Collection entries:

PR #2416, opened 2023-08-12
LLVM CI

hargoniX:
The second half of #2340


src/Lean/Compiler/IR/EmitLLVM.lean
```diff
@@ -1544,7 +1564,19 @@ def emitLLVM (env : Environment) (modName : Name) (filepath : String) (tripleStr
...
+              | throw <| IO.Error.userError s!"ERROR: linked module must have global from runtime module: '{name}'"
+           LLVM.setLinkage global LLVM.Linkage.internal
+         for name in runtime_function_names do
+           let some fn ← LLVM.getNamedFunction emitLLVMCtx.llvmmodule name
+              | throw <| IO.Error.userError s!"ERROR: linked module must have function from runtime module: '{name}'"
+           LLVM.setLinkage fn LLVM.Linkage.internal
+
          optimizeLLVMModule emitLLVMCtx.llvmmodule
          LLVM.writeBitcodeToFile emitLLVMCtx.llvmmodule filepath
          let tripleStr := tripleStr?.getD (← LLVM.getDefaultTargetTriple)
```
tobiasgrosser, line 1582: I am curious, but was wondering if these changes + the stage0 update could be factored out into a separate PR?

Kha: Yes, these probably should have been part of #2410

src/Lean/Compiler/IR/EmitLLVM.lean
```diff
@@ -1529,6 +1529,26 @@ def optimizeLLVMModule (mod : LLVM.Module ctx) : IO Unit := do
...
 
+/-- Get the names of all global symbols in the module -/
+partial def getModuleGlobals (mod : LLVM.Module llvmctx) : IO (HashSet String) := do
+  let rec go (v : LLVM.Value llvmctx) (acc : HashSet String) : IO (HashSet String) := do
+    if v.isNull then return acc
+    else go (← LLVM.getNextGlobal v) (acc.insert (← LLVM.Value.getName v))
+  go (← LLVM.getFirstGlobal mod) {}
+
+/-- Get the names of all global functions in the module -/
+partial def getModuleFunctions (mod : LLVM.Module llvmctx) : IO (HashSet String) := do
```
Kha, line 1540: Nit before someone makes an update-stage0 for this: why a HashSet anyway?

src/Lean/Compiler/IR/EmitLLVM.lean
hargoniX: Before we pull this out I would be curious to understand as to why this PR is failing know unlike #2340 :(

hargoniX: From diffing this against the newly updated #2340 it seems to me as if there is only diff in the update stage0 due to the different times that these were done. I don't understand how this ends us up with a failing linker in the LLVM CI though.

Kha: I'm not sure what you mwean by "different times", this branch does not have an update-stage0 at all. And it definitely needs one exactly for the linker fix it contains and itself needs.

Kha:
My only other nit is random CMake whitespace changes, I think we can merge as soon as those are addressed and CI passes

src/Lean/Compiler/IR/EmitLLVM.lean
tobiasgrosser: Right. I chatted about this with @bollu, I feel trying to debug these differences is a time-sink that we can avoid by pulling stuff out of #2340 and keeping it updated. I am trying to do this at the moment.

tobiasgrosser:
Nice. Chances are that this update-stage0 might be enough to get the PR through. :crossed_fingers:

src/Lean/Compiler/IR/EmitLLVM.lean
hargoniX: Changed to Array then re-update stage0

Kha:
Oh my gosh, I just looked over the changes one more time in Emacs and noticed that it introduces two *new* instances of trailing whitespace.

I understand this kind of incremental PR with many different authors is not easy but when it is marked ready for review, I expect
* the formatting to be double-checked. There are still two random newline insertions as well. We tell VS Code to remove trailing whitespace, if you use a different editor, it is your obligation to ensure that!
* the commit messages to be double-checked. The first commit mentions the same step twice (and we should make sure the information is included in the source code as well). The second commit talks about stage 2, which is not correct (anymore). The third commit talks about cleaning up the CI while it introduces it. And by the way, the assertion in the fourth commit message is not true as a) we do not cross-compile LLVM and b) we (necessarily) use the host compiler for cross-compilation.

Kha:
But apart from these nits, let me emphasize what an important milestone successfully building Lean with the backend is! I assume the grand majority of work is now behind us.

src/Lean/Compiler/IR/EmitLLVM.lean
```diff
@@ -1529,6 +1529,26 @@ def optimizeLLVMModule (mod : LLVM.Module ctx) : IO Unit := do
...
+/-- Get the names of all global functions in the module -/
+partial def getModuleFunctions (mod : LLVM.Module llvmctx) : IO (Array String) := do
+  let rec go (v : LLVM.Value llvmctx) (acc : Array String) : IO (Array String) := do
+    if v.isNull then return acc
+    else 
+      let name ← LLVM.Value.getName v
+      -- | Do not insert internal linkage for 
+      -- intrinsics such as `@llvm.umul.with.overflow.i64` which clang generates, and also
+      -- for declarations such as `lean_inc_ref_cold` which are externally defined.
+      let acc := if (← LLVM.isDeclaration v) then acc else acc.push name
```
Kha, line 1548: This seems to be the wrong place for that code, it should be in `emitLLVM`

hargoniX:
Okay I hope I got all of your remarks down this time? If not please specify more precisely what you want us to change.

tobiasgrosser:
Lovely. Thank you @Kha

WHAT YOU NEED TO DO: What is needed is a single figure, the number of lines in the entries above that contain "emitLLVMCtx".

FINISHED EXERCISE: 3